The Bronze Laver and Baptism

Exodus 30:17–21, A laver of brass. The large bronze basin that was located in the courtyard of the Tabernacle of Moses just in front of the door of the tent of meeting was fabricated from the mirrors the Israelite women donated (Exod 38:8). Perhaps James the apostle had this tradition in view when he speaks of being a doer of the Word of Elohim, not just a hearer, for a hearer and not a doer is like one who sees himself in the spiritual mirror of Elohim’s Word and forgetting what he looks like does not allow the Word to transform him (Jas 1:22–25). We know that water is a poetic metaphor for YHVH’s Word (Eph 5:26; Tit 3:5; Heb 10:22; Deut 32:2). 

In the laver, the Levites were to wash their hands and feet before going into the tabernacle, so that they would not die. The hands and feet represent the entire body since they are the highest and lowest parts of the body. They also represent our direction and our action—everywhere we go and all that we do—must be pure before ministering before YHVH.

The Bronze Laver in More Detail.

Constructed of the mirrors of the Israelite women, the bronze laver represents a believer looking into the Torah (YHVH’s instructions in righteousness) as a mirror, seeing himself for who he really is (an unrighteous sinner) in light of the high standards of righteousness presented to us by the Word of Elohim.
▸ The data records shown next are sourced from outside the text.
PR #224, opened 2019-09-06
Add type synonym 'InterpreterFor' and documentation

bolt12:
Hi,

This PR tackles issue #220 . I've put the type synonym on the Polysemy.Internal module and documented it.

Please let me know if I should improve anything.

### DIFF
--- a/src/Polysemy.hs
+++ b/src/Polysemy.hs
@@ -136,11 +136,11 @@ module Polysemy
   , Inspector (..)
   ) where
 
-import           Polysemy.Final
-import           Polysemy.Internal
-import           Polysemy.Internal.Combinators
-import           Polysemy.Internal.Forklift
-import           Polysemy.Internal.Kind
-import           Polysemy.Internal.Tactics
-import           Polysemy.Internal.TH.Effect
+import Polysemy.Final
+import Polysemy.Internal
+import Polysemy.Internal.Combinators
+import Polysemy.Internal.Forklift
+import Polysemy.Internal.Kind
+import Polysemy.Internal.Tactics
+import Polysemy.Internal.TH.Effect
 
--- a/src/Polysemy.hs
+++ b/src/Polysemy.hs
@@ -9,15 +9,15 @@ module Polysemy
   , runM
   , runFinal
 
+  -- * Type synonyms for user convenience
+  , InterpreterFor
+
   -- * Interoperating With Other Monads
   -- ** Embed
   , Embed (..)
   , embed
   , embedToFinal
 
-  -- * Type synonyms for user convenience
-  -- ** InterpreterFor
-  , InterpreterFor
   -- ** Final
   -- | For advanced uses of 'Final', including creating your own interpreters
   -- that make use of it, see "Polysemy.Final"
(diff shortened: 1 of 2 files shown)


src/Polysemy/Internal.hs
```diff
@@ -434,6 +435,18 @@ runM (Sem m) = m $ \z ->
...
+-- | Type synonym for interpreters that consume an effect without changing the 
+-- return value. Offered for user convenience. 
+--
+-- 'r' Is kept polymorphic so it's possible to place constraints upon it:
+--
+-- @
+-- teletypeToIO
+-- :: 'Member' (Embed IO) r
+-- => 'InterpreterFor' Teletype r
+-- @
```
KingoftheHomeless: I _think_ you need another comment line here to make the code block render properly. I don't quite get how Haddock works on that point. Also, the indentation is a bit wrong here.

To illustrate what I mean, here's how I'd do it:

```haskell
-- @r@ Is kept polymorphic so it's possible to place constraints upon it:
--
-- @
-- teletypeToIO
--   :: 'Member' (Embed IO) r
--   => 'InterpreterFor' Teletype r
-- @
--
```

src/Polysemy.hs
```diff
@@ -14,6 +14,10 @@ module Polysemy
   , Embed (..)
   , embed
   , embedToFinal
+
+  -- * Type synonyms for user convenience
+  -- ** InterpreterFor
+  , InterpreterFor
```
KingoftheHomeless: This is exported in the wrong place; in the middle of `Interoperating with other monads`, which will make the documentation look weird. Instead, place this after the export of `runFinal`.

Also, you don't need the `InterpreterFor` subheading.

src/Polysemy.hs
```diff
@@ -132,11 +136,11 @@ module Polysemy
...
-import Polysemy.Internal.TH.Effect
-import Polysemy.Internal.Tactics
-import Polysemy.Final
+import           Polysemy.Final
+import           Polysemy.Internal
+import           Polysemy.Internal.Combinators
+import           Polysemy.Internal.Forklift
+import           Polysemy.Internal.Kind
+import           Polysemy.Internal.Tactics
+import           Polysemy.Internal.TH.Effect
```
KingoftheHomeless: I'd say the extra indentation isn't needed here; I doubt we'll ever use quantified modules in `Polysemy`. The reordering is good, though.

bolt12: Oops! My setup indents imports by default, I forgot to turn this off. I will revert this changes!

src/Polysemy.hs
bolt12: Okay Thanks! I wasn't sure where to export it. I will correct this!

src/Polysemy/Internal.hs
bolt12: I have generated the docs and everything looked alright! I'll make this change and see how it looks!

KingoftheHomeless:
@isovector When it comes to simple pull requests like these, do you also want to take a look at them, or can I merge them at my discretion?

isovector:
@KingoftheHomeless i trust you! thanks for taking the initiative on this!

KingoftheHomeless:
Thanks for your work @bolt12!

bolt12:
@KingoftheHomeless No problem! My pleasure, I hope to continue contributing :)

When we see the differential between the two, this should challenge us to conform our life to who the Word says he should be (Jas 1:22–25). 

The laver was the font where the priests washed themselves before performing the service of the tabernacle. The laver represents immersion or baptism for the remission of sins (Rom 6:3–6), and the washing of the water of the Word of Elohim (Eph 5:26), which are the next steps a believer must take after being “washed” in the blood of Yeshua and having one’s past sins atoned for after having been first saved. The second high Sabbath of the Feast of Unleavened Bread is a picture of this ritual washing or immersion. It was most likely on this day that the children of Israel crossed through the Red Sea and were “baptized” by Moses (1 Cor 10:12).

YHVH instructed the priests to wash their hands and feet before ministering in the tabernacle or else they would die (Exod 30:19–21). Hands and feet represent our actions and our ways. Similarly, Yeshua washed the feet of the disciples at the Last Supper (John 13:4–11), thus ritually cleansing them for spiritual ministry. In the believer’s life, one must be immersed (baptized) for the remission of sins (Acts 2:38; 22:16; cp. John 13:8–10 and 1 Cor 6:11), thereby identifying with the death, burial and resurrection of Yeshua resulting in the newness of spiritual life that comes to the believer as a result thereof (Rom 6:3–14). As already noted, immersion speaks of the washing of the water of the Word of Elohim (Ps 119:9; Eph 5:26). Water in Scripture represents the Torah instructions and teachings of YHVH (Deut 32:1–2). Through Yeshua living in us our actions (hands) and our ways (feet) will be righteous.

This altar was constructed of the bronze mirrors of the women of Israel. When we look into the water of YHVH’s Word and see our reflection against YHVH’s standards of righteousness (the Torah), we will always come up short. But when the priests washed their bloody hands in the water of the laver the blood and water mingled. When this happens we do not come up short. Through the blood of Yeshua we measure up in the eyes of the ­Father. When we look at the Word through the blood, that is who we are. From Yeshua’s side came forth blood and water. This points to the bronze laver where blood and water mixed to redeem us from judgment (represented by bronze) against our pride and rebellion (pride is a reference to the mirrors used to make the laver ). Blood represents atonement and water represents both the Torah-Word and Spirit of Elohim. The Word, Spirit of YHVH and the blood of Yeshua unite to effect salvation or redemption in one’s life. In 1 John 5:8 it says, “And there are three that bear witness in earth, the spirit, and the water and the blood, and these three are one.” Torah says that every legal matter is to be determined in the mouth of two or three witnesses. John views these three as distinct and separate witnesses. Each plays a role in and testifies to man’s redemption by YHVH. The blood points to remission of past sins, water points to the Torah-Word of Elohim washing, renewing and cleansing us in the inner man to conform us into the image of Yeshua, the Word made flesh, and all this through the transforming work of the Spirit in our lives. At the bronze laver, these three elements came together.